Foi como esperado quando ele se deparou com mais cadáveres, mas as coisas começaram a ficar estranhas depois disso. Depois de algumas curvas, ele encontrou ratos vivos, dos quais se livrou rapidamente. Alguns minutos depois, mais uma vez, se viu diante dos mesmos ratos mortos de antes.
Jake começou a marcar as paredes aqui e ali, algo que provavelmente deveria ter feito muito antes. Levou horas andando, às vezes vendo os sinais que deixara para trás, mas quando se deparou com seu primeiro sinal pela segunda vez em uma hora, começou a perceber que algo estava muito, muito errado.

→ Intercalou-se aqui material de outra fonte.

PR #1635, opened 2021-06-04
Default to HTTPS

lubiedo:
Simple commit to avoid defaulting to an insecure protocol when non existent in URL.

### DIFF
--- a/js/util/urlParser.js
+++ b/js/util/urlParser.js
@@ -63,7 +63,7 @@ var urlParser = {
 
     // if the url doesn't have a space and has a ., or is a host from hosts file, assume it is a url without a protocol
     if (urlParser.isURLMissingProtocol(url)) {
-      return 'http://' + url
+      return 'https://' + url
     }
     // else, do a search
     return searchEngine.getCurrent().searchURL.replace('%s', encodeURIComponent(url))
--- a/js/webviews.js
+++ b/js/webviews.js
@@ -435,7 +435,11 @@ webviews.bindEvent('page-title-updated', function (tabId, title, explicitSet) {
 
 webviews.bindEvent('did-fail-load', function (tabId, errorCode, errorDesc, validatedURL, isMainFrame) {
   if (errorCode && errorCode !== -3 && isMainFrame && validatedURL) {
-    webviews.update(tabId, webviews.internalPages.error + '?ec=' + encodeURIComponent(errorCode) + '&url=' + encodeURIComponent(validatedURL))
+    if (validatedURL.indexOf("https://") === 0) {
+      webviews.update(tabId, validatedURL.replace(/^https/, 'http'))
+    } else {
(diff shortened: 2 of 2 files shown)


PalmerAL:
This would be nice to do; however, I think the portion of sites that don't support HTTPS is still too high - around 10% of page loads in Firefox: https://telemetry.mozilla.org/new-pipeline/dist.html#!cumulative=0&end_date=2021-06-04&include_spill=0&keys=__none__!__none__!__none__&max_channel_version=nightly%252F91&measure=HTTP_PAGELOAD_IS_SSL&min_channel_version=null&processType=*&product=Firefox&sanitize=1&sort_by_value=0&sort_keys=submissions&start_date=2021-05-31&table=0&trim=1&use_submission_date=0

If we try to do this and the site doesn't support https, the page load will fail.

The way Chrome is solving this is that they try to load the https version, wait a few seconds, and then fall back to http if it fails: https://9to5google.com/2021/01/11/google-chrome-address-bar-may-soon-default-to-https/. That's probably what we should do as well, but it'll be more complicated than this one line change (you're still welcome to do it if you want).

lubiedo:
Thanks for the feedback. Yes, I think you are right and that it's a good idea. I will work on this PR and see what I can do!

lubiedo:
Got some time to add a redirection to HTTP in case of HTTPS fails on 471600a. Let me know if useful or needs more work!

PalmerAL:
I think that solves the original issue I mentioned, but I'm wondering if it introduces a security issue. If you were on an HTTPS site and someone malicious was interfering with traffic from your computer, I'm thinking it might be possible for them to force a connection refused error. Then we would silently redirect to the HTTP version of the website, which would allow them to view all traffic from the website.

One possible other way of doing this (I'm not sure if it's the right way, let me know what you think) would be to have urlParser keep a list of URLs that were automatically upgraded to HTTPS. Then inside the connection refused event, we could check if the URL is on that list, and only redirect back to HTTP if it is. URLs would get added to the list either inside `urlParser.parse` or directly from the searchbar code, and would be removed from the list after a few seconds via a timeout.

lubiedo:
Thanks for pointing that out. Found myself contemplating the same security issue yesterday and I believe the only realistic solution would be to whitelist domains ([as done by HTTPS-Everywhere](https://github.com/EFForg/https-everywhere/tree/0a5edc8a4cb2c8f14ba2c327124e219e2a660b7e/src/chrome/content/rules)) and default to HTTPS-only on whatever domain matches. Maybe implement this with a top-1000 domains list?

This will only affect URLs where the protocol was not specified. Who knows, maybe in the future enforced to domains where HTTPS should be used instead of HTTP :)

lubiedo:
I think it would be a good idea to re-do this with a new approach in order to avoid either generating more noise or new attack vectors. I'll be closing this PR. Thanks!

Após mais algumas horas infrutíferas, ele finalmente encontrou o problema: as paredes danadas estavam se movendo. Ou pelo menos algo fazia o mapa mudar o tempo todo. Em outras palavras, seguir a parede esquerda não havia se mostrado uma estratégia infalível.
Ele tinha que encontrar outra saída... e quanto antes. Ele ainda estava com o tempo contado se tinha alguma esperança de enfrentar o Rei da Floresta. Dois dias já haviam se passado desde que ele entrou.
Não foi tudo ruim, no entanto. Jake havia conseguido subir dois níveis durante esses dois dias. Era muito menos do que nas outras masmorras, claro, mas era alguma coisa. Provavelmente mais rápido do que lá fora também… a escuridão estava um pouco cansativa, porém.
Isso o colocou no nível 59, apenas um nível de distância de sua próxima habilidade de classe. Ele não pôde deixar de ter esperanças de desbloquear algo semelhante ao seu Momento do Caçador Primordial mais uma vez. Sua velocidade havia sido rápida, se ele mesmo dissesse, mesmo considerando a porcaria que era aquela masmorra. Mas ele tinha um forte pressentimento de que não deveria contar com atualizações aleatórias de habilidades lendárias.
O resto do seu tempo, ele havia passado apenas tentando praticar com seus fios de mana. Eles eram muito mais difíceis de invocar ali, pois a mana no ar parecia suprimí-los. Isso o fazia consumir muito mais mana do que o normal e fazia os fios desaparecerem no instante em que ele parava de se concentrar neles.
Estranhamente, ele não precisou tomar uma única poção de mana, no entanto. Por alguma razão, sua mana regenerava muito mais rápido dentro da masmorra do que fora. Provavelmente por causa da alta densidade de mana, ele teorizou.
Ele também começou a conseguir fazer seus fios de mana durarem cada vez mais. Ele queria encontrar uma maneira de deixar seus fios permanecerem no ar sem ter que fornecer-lhes quantidades massivas de mana continuamente.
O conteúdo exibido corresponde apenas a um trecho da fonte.